A study conducted by the Federal Reserve Bank of New York says homebuyers with student loans are less likely to take out mortgages than their counterparts.

student-loans

Student loan debt is big; in fact, it would be more accurate to label student loan debt as massive, or better yet, gargantuan. At a whopping $966 billion, according to the latest numbers from the FRBNY Consumer Credit Panel, student loan debt is now the second-highest form of debt in the U.S., with only mortgage debt being higher. That’s right – student loan debt now exceeds credit card card debt!

In some ways, that is hardly surprising. After all, the cost of college has risen exponentially in recent years, so it’d make sense that student borrowing to cover the costs would rise in tune; however, a new study by the Federal Reserve Bank of New York has uncovered some troubling indicators on how student loan debt influences consumer behaviors – specifically, how it shapes homebuying decisions among young professionals.
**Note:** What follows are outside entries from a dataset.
PR #8335, opened 2020-06-03
Implement simple patch manager

Megamouse:
- Support legacy patch.yml as before and automatically mark those patches as enabled.
- Support new patch.yml version 1.0 containing multiple hashes:
```
Version: 1.0

Anchors:
  super_60fps: &super_60fps
    - [ be32, 0x00081ccc, 0x980902F8 ]
    - [ be32, 0x00081acc, 0x980912F8 ]

PPU-8007056e52279bea26c15669d1ee08c2df321d00:
  Title: Best Game Ever
  Serials: ABCD12345, SUPA13337 v1.3
  Patches:
    Debug:
      Author: Batman bin Suparman
      Notes: ABCD
      Patch:
        - [ be32, 0x00081cc8, 0x38000001 ]
    Menu:
      Author: Batman bin Suparman
      Notes: I like potato
      Patch:
        - [ be32, 0x00081ccc, 0x980902F8 ]
    Disable depth of field:
      Author: Batman bin Suparman
      Version: 1.2
      Notes: Dat game
      Patch:
        - [ be32, 0x000e522c, 0x995d0072 ]
    Disable motion blur:
      Author: Batman bin Suparman
      Notes: Cool
      Patch:
        - [ be32, 0x000e5234, 0x995d0074 ]
    60fps:
      Author: Batman bin Suparman
      Notes: Super
      Version: 1.0
      Patch:
        - [ load, *super_60fps ]
```

- patch.yml is loaded from the regular dir that e.g. contains the games.yml.
- Other patch.yml from the data dirs will be supported as before and automatically marked as enabled.
- When opening the patch manager (Manage -> Game Patches), you can enable or disable patches per hash.
- Version 1.0 patches will only be applied if they are enabled.
- The enabled state of patches is saved to "config/patch_config.yml".

TODO:
- [x] Fix load type for version 1.0

### DIFF
--- a/Utilities/bin_patch.cpp
+++ b/Utilities/bin_patch.cpp
@@ -1,9 +1,26 @@
-#include "bin_patch.h"
-#include "util/yaml.hpp"
+﻿#include "bin_patch.h"
 #include "File.h"
 #include "Config.h"
 
 LOG_CHANNEL(patch_log);
+
+template <>
+void fmt_class_string<YAML::NodeType::value>::format(std::string& out, u64 arg)
+{
+	format_enum(out, arg, [](YAML::NodeType::value value)
+	{
+		switch (value)
+		{
+		case YAML::NodeType::Undefined: return "Undefined";
+		case YAML::NodeType::Null: return "Null";
+		case YAML::NodeType::Scalar: return "Scalar";
+		case YAML::NodeType::Sequence: return "Sequence";
+		case YAML::NodeType::Map: return "Map";
+		}
+
+		return unknown;
+	});
+}
 
 template <>
 void fmt_class_string<patch_type>::format(std::string& out, u64 arg)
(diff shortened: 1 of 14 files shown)


HerrHulaHoop:
This is great. Just a couple things though:

1. Authors needs to preferablly be present below the patches. Since there may be different Authors for different patches targeting the same game. For example, in The Last of Us, the MLAA patch was done by Whatcookie and another patch was done by Hurb. So we'd need to be able to show that separately.
2. We probably a parameter for Notes since some patches have important notes that need to be displayed to users. This should also be a patch level option like Authors.
3. We need a parameter for game IDs. I see `Titles` but not sure if it's for game names or IDs. Having both in the titles parameter might be too janky. This one can be a top level parameter like Title since it's all flowing from the PPU hash.

So I imagined something along the lines of: 
```
PPU-3488cb6c2a7178978b5044b09c7c7ef8397440c0:
  Title: Some games
  Serial: Some games
  Patches:
    Debug:
      Author: Batman
      Notes: Thoughts
      Patch:
        - [ be32, 0x00081cc8, 0x38000001 ]
    Menu:
      Author: bin
      Notes: and
      Patch:
        - [ be32, 0x00081ccc, 0x980902F8 ]
    60fps:
      Author: Suparman
      Notes: Prayers
      Patch:
        - [ be32, 0x000e522c, 0x995d0072 ]
        - [ be32, 0x000e5234, 0x995d0074 ]
```

Megamouse:
Titles is just a string. There is no logic attached

Megamouse:
Added Author and Notes per Patch

Megamouse:
Added "Title" and "Serials" instead of just "Titles"

MSuih:
For legacy patches, you should have some kind of placeholder text. It looks weird now. But at least it works.
image

I tried creating a patch for the new format, but it seems to crash the emulator. Not sure if I messed up something or if it's the emulator's fault. I renamed this to .txt because yml files cannot be uploaded into comments
[patch.yml.txt](https://github.com/RPCS3/rpcs3/files/4730756/patch.yml.txt)

HerrHulaHoop:
Yeah, I made a patch of my own as well and it RPCS3 no longer boots. What's interesting is that Master builds also crash with the same error when I use the new patch. So something's already bugged with the patch handler.

rpcs3_megamouse_preview_2020-06-04_21-10-01

Here's my patch for what it's worth as well: [patch.yml.txt](https://github.com/RPCS3/rpcs3/files/4731163/patch.yml.txt)

Megamouse:
You can't mix old and new patches in the same file for now.
That's why there's
`Version: 1.0`
at the begging of the file.

MSuih:
Oh, right. Adding the version does fix it. However, it seems a bit excessive that users have to convert every single patch if they want to add just one patch with the new format. Right now my patch.yml is over 800 lines long, and I think there are people with more patches than that, it'll take a while to convert them. I'd prefer to have the new patches somewhere else, such as patches directory, and to keep the current one intact.

HerrHulaHoop:
Damn, I completely forgot about patch versions. Please add another patch level parameter like `Version:` to record the patch version. Some patches tend to get updated and improved so we maintain versioning for patches.

Apologies for missing this out the first time 🙏

Megamouse:
- Added Patch "Version".
- Added log notices about applied patches.
- Merged some duplicated code
- Fixed v1.0 sequences (anchor/reference).

Ghostotakoi:
Will you add some kind of repo, to auto-update/download the patches? Like graphic packs on CEMU.

Megamouse:
@Ghostotakoi that's out of my hands and best asked on discord anyway

Megamouse:
Fixed anchor keys (which were actually never used as intended)
- use actual yml sequences instead of "anchor" keys (yml anchors were never really used)
- make anchors recursive and merge some code

Removed the need to order keys in the file
- read metatada keys first instead of sequentially (removes need to have them ordered correctly in the yml)

Megamouse:
Moved "Sequences" to global "Anchors" key

HerrHulaHoop:
Works as expected for me now. 

rpcs3_megamouse_patch_2020-06-05_18-06-35

Old patches work as well, with the only additional requirement being the addition of `*` before the alias node when loading the anchor.

B-Knight49:
Apologies in advanced because I'm by no means as knowledgable but I'm curious about the implementation of this.

Would it not be easier for each patch to be contained in a separate .yml? Perhaps in a new folder called "patches" or something.

That way, each patch file can contain much more data without it becoming overly-complex and it might make the development of them significantly easier. 

Also, for when a repo is implemented and patches can be downloaded, individual files would be immensely easier to handle than appending to a single file each time. It also means that - in the case someone doesn't use the in-built download manager - the way to install a patch is to just drag and drop it into the aforementioned "patches" folder after downloading from their web browser. For the lesser technically adept, that's simpler (and causes less headaches for the support team) than copy-pasting lines into one file and potentially messing up the syntax. 

I would also imagine - although I'm not skilled in C++ - that enabling/disabling patches that are in individual files would be easier and safer. Iterating through a directory and parsing each patch means that if one is incorrectly formatted, all other patches won't break. You could even mark it in the patch manager in red saying "file GoW3-999FPS.yml is incorrectly formatted". 

Just my two cents. I think keeping everything contained in just one file might needlessly complicate things for the future, especially if patches take off or there's additional improvements like remotely downloading them.

Megamouse:
Added "patches" folder for new patches:
- patch.yml
- patch_ABCD12345.yml

B-Knight49:
Appreciate it Megamouse. 

> ABCD12345_patch.yml

Is that the game ID? If so, doesn't this still expose it to the same issues whereby a single patch could otherwise break all other contained patches within this one file? 

As well, this'd make sharing of patches more difficult if, say, person A wanted to send a custom patch to person B for a game that person B already has multiple installed for. Rather than drag and drop, they still need to manually edit the .yml.

I envisioned this:
```
- patches
  -- [Game ID]
    --- 60fps_patch.yml
    --- mlaa_patch.yml
  -- [Game ID]
    --- 120fps_patch.yml
    --- 60fps_patch.yml
    --- mlaa_patch.yml
```

etc. Feel free to rip apart my idea though - again, I'm not speaking from a position of more knowledge with either RPCS3 or C++ in general.

HerrHulaHoop:
Yeah, I'm with hurb on this one. A separate file for every single patch sounds insane. Who are these people sharing single patches to eachother. Not to mention the Manager is going to buckle under the IO load on a HDD from loading so many files. Look at how long the Trophy Manager takes to open once you have more than 10 games. At least we have the benefit of caching there, not sure if that can be done for the Patch Manager where the patches could be modified between runs. A game level patch sounds more than sufficient to accomodate the needs of people who want to share files manually.

And I love the idea of importing and exporting patches through the UI itself. Drag and drop for patches sounds like a dream. It would be amazing to have and would eliminate the question of user error entirely. Also, I imagine we'll be importing patches directly from the Wiki (through the compatibility list interface) at some point, so that should further reduce the interaction between users and physical patch files.

B-Knight49:
I've gotta disagree. Maybe I didn't put across my thoughts in the best way though:

You're right, I don't think the user should have to do any management. I think that a file based system would discourage in-depth management more than the one you've proposed. The issue with the end-user is them messing with things that could cause problems (and they _will_ mess with things). In a file based system, the most they're going to mess with is dragging-dropping the file and moving it around. They can share it, developers can share prototypes around easily and it's obvious what the point of the file is because of its location and name. They shouldn't need to open it for any reason. Though, despite that, if they do open it, it's isolated. Anything they've messed with inside the file will mean the patch manager recognises it's invalid and will ignore it. 

If you put everything in a single file, they're **going** to open it. If they want to share it, if they want to add a prototype one, if there are developers (or beginners) messing around with it, etc then it's going to be opened and tried to be interpreted. And, given that everything is stored in one place, any mistake could completely break the functionality of the patch manager or throw an error. In an isolated environment, you can mess around with, share and prototype new patches easily without fear of that since the program is not going to stop dead as soon as it notices a parse error in the file, it'll just move onto the next patch file / folder. 

As well, handling all patches in a single file is just unnecessary complexity from a development standpoint. If there's any change in the patching system in the future, you now need to account for old files that contain multiple patches - maybe even with different versions. If 1 author releases a patch for God of War 3, updates it to the new system (or adds a new tag that was previously unsupported for example) but Author 2 does not update his old patch, you've now got 1 file with multiple versions of patch _or_ you're going to have to delete the old file and create a new one exclusively for newer versions _or_ you're going to have to make people remove all their patches before an update.

It doesn't make sense from someone developing patches either. They should be able to provide an update to their patch on the remote repository and have it exclusively affect that patch. Not a file containing a collection of patches by others. That resolves them of responsibility if there's issues elsewhere but also narrows down the problem if it's their patch causing it. In future versions, the file is skipped. In older versions, it is read. It's not going to be spaghetti and you could easily have a tag within the file itself that denotes the version the patch was aimed at. This is a true and tried system for video game mods. The one example that comes to mind is Rimworld. Any issues with a mod and it's marked in red on the mod manager in-game.

I'm not entirely sure what you mean by the glorified YAML deserialiser too. That's essentially what it will be regardless of the solution chosen. With your proposal - the YAML blobs and manual entry - it's just a glorified copy-paster that appends to the file. I definitely like the sound of exporting and importing patches though but that's something that could be way, way more streamlined and user friendly if it simply had a repo to read from and a download button next to it. It plops the downloaded .yml into its game folder and bam, it's done. That involves absolutely no input from the user other than pressing a button - install or uninstall.

As for IO load: this shouldn't really be something that interrupts the program. The patch manager should read through each directory and add an entry when it comes across a valid one. This shouldn't be something where the entire directory and all patch files should be read before the window is displayed. It should populate a list as it comes across valid entries when the window is opened or even when RPCS3 starts. You could add a simple refresh button too if there are changes to a patch or the remote repo. 

You could of course compile the patches into a single program file that is used for the real work during runtime but I don't think it's wise to do this for the actual management aspect that the user directly interacts with.

I guess I'm looking at this from a long-term standpoint. Throwing everything into one or a few files is going to make it a pain to maintain across versions and if there's any changes to the system in the future. Something where the system and patches are isolated would be way more efficient as you can easily develop the system and require the developers of patches to do the heavy lifting without concerning yourself over backwards compatibility and parse-error catching. 

Also, you'd be surprised HerrHulaHoop - people are going to share patches with one another. Whilst the remote repo isn't implemented, this is going to be the exclusive way of doing things. And it's easier to offer a single .yml on the wiki than telling the user to append a certain file, follow a syntax and remember that for the future. Drag-drop, bam. Sorted.

JohnHolmesII:
>I think that a file based system would discourage in-depth management more than the one you've proposed.

There is no reason to believe this.

>In a file based system, the most they're going to mess with is dragging-dropping the file and moving it around. 

There is no reason to believe this.

>If you put everything in a single file, they're going to open it.

But they wouldn't open the files if there was more than one? Huh? Total non-sequitur. If there is a way to do it via UI, the user will not bother with files. 99.99% of users never touch the settings file, for example.

>And, given that everything is stored in one place, any mistake could completely break the functionality of the patch manager or throw an error.

What? You can just skip over the broken part. **This functionality is already in the PR**.

Any file can be corrupted for any reason whatsoever; having multiple files doesn't magically ellide corruption or parsing errors.

>As well, handling all patches in a single file is just unnecessary complexity from a development standpoint.

It is *less* work for the developers. That's why we only have a single file now.

>If there's any change in the patching system in the future, you now need to account for old files that contain multiple patches - maybe even with different versions. If 1 author releases a patch for God of War 3, updates it to the new system (or adds a new tag that was previously unsupported for example) but Author 2 does not update his old patch, you've now got 1 file with multiple versions of patch or you're going to have to delete the old file and create a new one exclusively for newer versions or you're going to have to make people remove all their patches before an update.

All of this is solved by version checking, **which is already in the PR**.

>It doesn't make sense from someone developing patches either. They should be able to provide an update to their patch on the remote repository and have it exclusively affect that patch. Not a file containing a collection of patches by others. 

I think there's some confusion here. Just because there would be a single file on disk with a list of patches does not mean developers would have to use some giant global library.
A patch is an Object. The file on disk can be thought of as a simple `List<Patch>`. A developer can work on just a single Patch, as they (and I'm including myself here) have always done.

>With your proposal - the YAML blobs and manual entry - it's just a glorified copy-paster that appends to the file.

False. A Patch is represented internally as a struct. The patch manager should be responsible for CRUD at a minimum.

>I guess I'm looking at this from a long-term standpoint. Throwing everything into one or a few files is going to make it a pain to maintain across versions and if there's any changes to the system in the future.

The opposite is true. Let's say long term we've gotten all the way to patch version 5, or something. A user might be "plopping" patches of all versions into the folder. Some may be deprecated, and the user will plop away. Do you see the maintenance burden here?

By having a single, **program managed** file, we can make sure it is up to date. The goal is to keep users *away* from the file.
Will they try and change it? Sure, in rare cases, but it's trivial (**and already implemented**) that the manager can simply skip the bad parts of the file.

There are literally no advantages to having multiple files. Not a single one. All of the short-term and long-term features that developers and end users want can be done simpler and easier with a single file.

>And it's easier to offer a single .yml on the wiki than telling the user to append a certain file, follow a syntax and remember that for the future. Drag-drop, bam. Sorted.

There are no "single files" on the wiki, and there never will be. The wiki is plain text. Plain text can be pasted into a UI much easier than creating a new file for a game (and don't mis-name it User! It might be ignored!) and pasting it in there.

A patch can be added to the emulator via any means as input. A patch may come in as either an object in a file, raw input from a user, or data from the internet. Who reconciles all these input methods? RPCS3. When RPCS3 is running, the patches are internal. When they are not being modified, they should be serialized for saving.

You seem to be proposing that the **end user be the patch manager**, and that the application does nothing more than give you a checkbox. I don't think that really makes any sense, long- or short-term. The patch manager should manage patches, not the user.

B-Knight49:
I _think_... we've misunderstood each other. Well... I think I more-so misunderstood you and I was looking at it from a different perspective out of confusion.

I understand your point now though. 

I was under the impression that you wanted essentially the same system we've got now but it simply edits the patch.yml for you but with a little more functionality in the GUI. In reality, I'm pretty sure we're suggesting the same thing but you think we should substitute the individual file templates with an import/export system - that basically does the same thing but better and with even _less_ input from the user lol. 

As well, I've personally always found it easier to have greater isolation between entries in a set in a situation like this. I think I've developed a natural aversion to streaming and modifying sets of data outside of traditional databases because of pains in past programming projects and that's likely what lead to me just overlooking the concept. That's my bad. 

So yeah, sorry, you're completely right. I was getting confused when in reality you was just offering a better version of my suggestion. Sorry for the time waste <3

Megamouse:
Be that as it may, I reworked the dialog to have a searchable tree widget and some info displayed to the right (someone suggested to use a similar layout like cemu).

image

slashiee:
I feel that it's a bit redundant to show the game's name (and serial in this case) twice here, as those are only shown once (title ID isn't shown to the user) for Graphic Packs in Cemu.

dio-gh:
I'm extra embarrassed to stretch this thread even further, but could the patches that cannot be applied be marked somehow? As in, patches for titleIDs and game versions that are not actually in the game list.

I'm not sure how much leeway Qt leaves for this, but for the patch and game titles a ~~crossing out~~ would do the trick, with the checkboxes also forced into an unchecked state, so that users could undoubtedly know when a patch is active or not.

SweetCupcake5:
Wouldn't it be better to group the different game versions / updates inside the game branch?

Something like this (excuse my poor Photoshop skills):

branches

HerrHulaHoop:
Under the current system, grouping different game versions won't work. The Serial tag is currently just a string with no fixed formatting. Sometimes we add multiple IDs to a single patch if they share a PPU hash.

Also, games with different versions have different PPU hashes so we'll be sorting through multiple patches.

It can be done if we re-work the Serial parameter into a list. Not sure how simple that is though.

Megamouse:
Having two patches for the same hash witch different serials/versions will end up with patch duplication in the tree. So when you enable one patch for v1.0 you'll also enable the patch for v1.1

Megamouse:
Added Serials tree node:
image

jeremybris:
Thanks for this megamouse.

Since you have already created a "patches" folder, why not just put all the patches in there, and the "patches" folder can be updated through github by developers, like someone mentioned earlier, graphics packs in Cemu, or widescreen patches in PCSX2. Sorry if this is a dumb idea, and I don't mean to impose.

Megamouse:
Removed the top level node, because it was not really useful:
image

Megamouse:
The patch engine will now try to read incorrect anchors without '*' in case that it recognizes a legacy patch file

sampletext32:
Maybe it's better to auto convert legacy patches to newer version, instead of supporting them.

HerrHulaHoop:
> Maybe it's better to auto convert legacy patches to newer version, instead of supporting them.

Older patches had a ton of relevant information missing. It was only PPU hash and patch. I took it upon myself to enforce a sudo-format for relevant metadata parameters on the Wiki. All other patch providers either didn't bother with such metadata at all or followed their own format.

But irrespective of source, all metadata was recorded as comments. I'm not sure how feasible it is to parse such metadata or whether it's even possible to parse comments in a YAML file.

vsub:
Some kind of guide would be nice
When I try the latest version nothing appears in the Game patches but it have some Persona 5 patches in the old patch.yml format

Student Loan Debt and Homeownership

The NY Fed followed a straightforward methodology in its research. Looking at consumers aged 30 (the median age of first-time homebuyers, according to research by NAR), the Fed compared homeownership rates between 30-year-olds with student det and without student debt from 2003 to the present day. Here’s what they found:

  • From 2003 to late 2011, 30-year-olds with student debt had a higher homeownership rate than those without debt.
  • The reasons for this are simple: those with student debt are generally better educated, and thus, privy to higher income jobs.
  • However, that divide has undergone a radical change in the last two years. Though both groups cut back on homeownership dramatically after the economy collapsed in 2008, student debt holders cut back on owning homes at twice the rate of non-debt holders, and by 2012, the homeownership rate for debt holders was 2 percentage powers lower than that of non-debt holders.

“Now, for the first time in at least ten years, thirty-year-olds with no history of student loans are more likely to have home-secured debt than those with a history of student loans,” wrote Meta Brown and Sydnee Caldwell for the Fed.

The Credit Score Crunch

So what can account for this enormous change in consumer behavior? Brown and Caldwell highlighted two possibilities, one obvious and another more insidious. First, they wrote that the Great Recession, and the damages it inflicted on the job market, caused consumers to cut back on their purchases and debt levels, so student debt holders, in that regard, were following common sense amidst economic uncertainty.

The second reason, though, is admittedly more troubling – that access to credit has dried up for student debt holders. Everyone knows that lending standards rose by quite a bit following 2008, but the Fed’s research shows that they rose in particular for student debt holders, to the point that credit is now tougher to attain for them, than non-debt holders (see the chart below).

Millennials, as we’ve written before, are crucial to the long-term health of the housing market, so we’ll have to track these numbers and see how they develop in the coming months as the economy continues to improve.